With little restraint, the world champion moguls skier took his raw ambition to the blackjack tables with hopes of hitting a roll. After all, a life of training with no guarantees of money or medals is a gamble and, well, you can probably get better odds at the tables than in an Olympic career.

And so, Roberts, 22, sat down at the Treasure Island casino in Las Vegas with teammate Jaret "Speedy" Peterson, the reigning World Cup champion aerialist, and began to draw cards. Five hours and more than a few 21s later, the pair turned a few hundred dollars into $230,000 each. Roberts, who had been making somewhere in the neighborhood of $20,000 per year, suddenly had a windfall of training expenses paid for.

In a few months, Roberts will try to put his cards on the table again in Turin at the 2006 Olympics. But even that isn't a given. Considering the wealth of mogul skiers in the U.S., this may be the deepest Olympic team the country has in any sport. Jeremy Bloom, 23, Travis Cabral, 22, Travis Mayer, 22, and Toby Dawson, 26, all have at least one World Cup title on their resumes, and there aren't enough medals to go around.

"People always pay attention to alpine events," says Roberts. "But we've come a long way and all of us can be on the podium."

Roberts' run toward a medal has been as fast on the snow as it was at the table. He was on skis at age 3 and in moguls competitions at 7 in Park City, Utah.
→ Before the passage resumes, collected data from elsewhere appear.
PR #74, opened 2020-04-09
Tweak bot footer slightly to make it more readable

violine1101:
This is a very minor change that just tweaks the bot footer to make it a bit more readable, and in general look a bit nicer. Here's an example:

Before:
grafik

After:
grafik

### DIFF
--- a/src/main/kotlin/io/github/mojira/arisa/infrastructure/config/Arisa.kt
+++ b/src/main/kotlin/io/github/mojira/arisa/infrastructure/config/Arisa.kt
@@ -46,10 +46,10 @@ object Arisa : ConfigSpec() {
                 "You are currently using a *non-authorized* version of Minecraft. If you wish to purchase the full game, please visit the [Minecraft Store|https://www.minecraft.net/store/minecraft-java-edition].\n" +
                 "We will not provide support for pirated versions of the game, these versions are modified and may contain malware.\n" +
                 "\n" +
-                "\n" +
                 "*Quick Links*:\n" +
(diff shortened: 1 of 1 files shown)


src/main/kotlin/io/github/mojira/arisa/infrastructure/config/Arisa.kt
```diff
@@ -40,16 +40,18 @@ object Arisa : ConfigSpec() {
...
+                However, this issue is {color:#FF5722}*Invalid*{color}.
+                
+                You are currently using a *non-authorized* version of Minecraft. If you wish to purchase the full game, please visit the [Minecraft Store|https://www.minecraft.net/store/minecraft-java-edition].
+                We will not provide support for pirated versions of the game, these versions are modified and may contain malware.
+                
+                *Quick Links*:
+                📓 [Issue Guidelines|https://bugs.mojang.com/projects/MC/summary] -- 💬 [Community Support|https://discord.gg/58Sxm23] -- 📧 [Customer Support|https://help.minecraft.net/hc/en-us/requests/new] -- 📖 [Game Wiki|https://minecraft.gamepedia.com/Minecraft_Wiki]
+                
+                ~{color:#888}-- I am a bot. This action was performed automagically! Please report any issues in [Discord|https://discordapp.com/invite/rpCyfKV] or [Reddit|https://www.reddit.com/r/Mojira/]{color}~
+                """.trimIndent()
```
NeunEinser, line 54: Uh that's cool syntax

violine1101: It really is!

violine1101:
> Tbh, I don't know if a different color is even needed at all, the slightly smaller text caused by `~...~` is already good enough imo.

Yeah, I figured it should probably still be separated from the comment a bit more. The main objectives of this change was to make the contrast between text and background higher, and also to have the links blend in a bit more. Before they stood out like a sore thumb.

PR #76, opened 2020-04-10
Fix #75

### LINKED ISSUE #75: RevokeConfirmation module revokes confirmation set by former volunteers
Currently, the module will revoke any confirmation which was last set by someone who is not in group helper, global-moderators or staff.
This has the unwanted effect that it will also revoke tickets confirmed by people who used to, but no longer are volunteers.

One local paper once ran the headline: "Nate the Great Who's Eight." Two years later, he incorporated aerials practice into his ski repertoire but feared the big jump gone wrong.

"I was scared of landing on my back and not having that consistent feeling on the snow," he says. "Mostly I liked going fast, and I'm kind of afraid of heights, if you can believe it."

Roberts never took to the level turns of alpine racing or the flights of aerials, though he would combine elements of each into his moguls skiing, a blend of speed and hiccup-quick reactions to the changing terrain in front of him.